Exercise = The full set of records below is to be reproduced without a single alteration.

(Records for the task)

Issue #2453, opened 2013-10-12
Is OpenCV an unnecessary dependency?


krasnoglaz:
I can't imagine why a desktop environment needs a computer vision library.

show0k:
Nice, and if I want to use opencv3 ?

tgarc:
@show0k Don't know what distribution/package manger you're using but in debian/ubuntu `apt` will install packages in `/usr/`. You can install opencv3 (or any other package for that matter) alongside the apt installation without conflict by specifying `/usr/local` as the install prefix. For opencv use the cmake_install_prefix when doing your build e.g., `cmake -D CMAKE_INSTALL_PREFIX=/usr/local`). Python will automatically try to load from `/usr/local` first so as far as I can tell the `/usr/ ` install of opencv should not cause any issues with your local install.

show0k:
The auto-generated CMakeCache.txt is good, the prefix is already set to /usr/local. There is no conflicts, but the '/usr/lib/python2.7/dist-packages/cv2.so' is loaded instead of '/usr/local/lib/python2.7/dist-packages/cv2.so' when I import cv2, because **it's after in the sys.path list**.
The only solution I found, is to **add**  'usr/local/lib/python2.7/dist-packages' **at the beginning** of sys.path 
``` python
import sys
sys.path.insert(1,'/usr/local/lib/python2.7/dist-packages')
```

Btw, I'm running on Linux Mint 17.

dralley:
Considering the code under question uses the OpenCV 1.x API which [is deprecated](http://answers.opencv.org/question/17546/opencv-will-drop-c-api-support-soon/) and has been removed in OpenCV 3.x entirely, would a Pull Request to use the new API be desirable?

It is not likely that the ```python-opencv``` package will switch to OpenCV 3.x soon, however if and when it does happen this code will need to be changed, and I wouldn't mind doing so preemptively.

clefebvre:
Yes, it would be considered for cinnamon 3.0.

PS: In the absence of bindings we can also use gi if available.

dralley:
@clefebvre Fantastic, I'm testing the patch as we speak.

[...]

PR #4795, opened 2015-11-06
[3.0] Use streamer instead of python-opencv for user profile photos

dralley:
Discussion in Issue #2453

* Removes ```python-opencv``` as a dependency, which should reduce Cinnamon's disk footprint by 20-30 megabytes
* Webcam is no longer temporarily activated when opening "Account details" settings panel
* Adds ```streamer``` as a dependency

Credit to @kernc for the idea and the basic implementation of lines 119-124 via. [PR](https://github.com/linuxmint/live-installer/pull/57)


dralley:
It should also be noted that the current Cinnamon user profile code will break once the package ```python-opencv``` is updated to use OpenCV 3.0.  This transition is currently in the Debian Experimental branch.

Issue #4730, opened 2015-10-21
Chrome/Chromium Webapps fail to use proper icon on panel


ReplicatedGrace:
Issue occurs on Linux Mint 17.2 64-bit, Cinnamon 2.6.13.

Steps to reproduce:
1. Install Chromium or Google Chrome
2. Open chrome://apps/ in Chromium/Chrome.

(End Records for the task)

Your response =
Issue #2453, opened 2013-10-12
Is OpenCV an unnecessary dependency?


krasnoglaz:
I can't imagine why a desktop environment needs a computer vision library.

show0k:
Nice, and if I want to use opencv3 ?

tgarc:
@show0k Don't know what distribution/package manger you're using but in debian/ubuntu `apt` will install packages in `/usr/`. You can install opencv3 (or any other package for that matter) alongside the apt installation without conflict by specifying `/usr/local` as the install prefix. For opencv use the cmake_install_prefix when doing your build e.g., `cmake -D CMAKE_INSTALL_PREFIX=/usr/local`). Python will automatically try to load from `/usr/local` first so as far as I can tell the `/usr/ ` install of opencv should not cause any issues with your local install.

show0k:
The auto-generated CMakeCache.txt is good, the prefix is already set to /usr/local. There is no conflicts, but the '/usr/lib/python2.7/dist-packages/cv2.so' is loaded instead of '/usr/local/lib/python2.7/dist-packages/cv2.so' when I import cv2, because **it's after in the sys.path list**.
The only solution I found, is to **add**  'usr/local/lib/python2.7/dist-packages' **at the beginning** of sys.path 
``` python
import sys
sys.path.insert(1,'/usr/local/lib/python2.7/dist-packages')
```

Btw, I'm running on Linux Mint 17.

dralley:
Considering the code under question uses the OpenCV 1.x API which [is deprecated](http://answers.opencv.org/question/17546/opencv-will-drop-c-api-support-soon/) and has been removed in OpenCV 3.x entirely, would a Pull Request to use the new API be desirable?

It is not likely that the ```python-opencv``` package will switch to OpenCV 3.x soon, however if and when it does happen this code will need to be changed, and I wouldn't mind doing so preemptively.

clefebvre:
Yes, it would be considered for cinnamon 3.0.

PS: In the absence of bindings we can also use gi if available.

dralley:
@clefebvre Fantastic, I'm testing the patch as we speak.

[...]

PR #4795, opened 2015-11-06
[3.0] Use streamer instead of python-opencv for user profile photos

dralley:
Discussion in Issue #2453

* Removes ```python-opencv``` as a dependency, which should reduce Cinnamon's disk footprint by 20-30 megabytes
* Webcam is no longer temporarily activated when opening "Account details" settings panel
* Adds ```streamer``` as a dependency

Credit to @kernc for the idea and the basic implementation of lines 119-124 via. [PR](https://github.com/linuxmint/live-installer/pull/57)


dralley:
It should also be noted that the current Cinnamon user profile code will break once the package ```python-opencv``` is updated to use OpenCV 3.0.  This transition is currently in the Debian Experimental branch.

Issue #4730, opened 2015-10-21
Chrome/Chromium Webapps fail to use proper icon on panel


ReplicatedGrace:
Issue occurs on Linux Mint 17.2 64-bit, Cinnamon 2.6.13.

Steps to reproduce:
1. Install Chromium or Google Chrome
2. Open chrome://apps/ in Chromium/Chrome.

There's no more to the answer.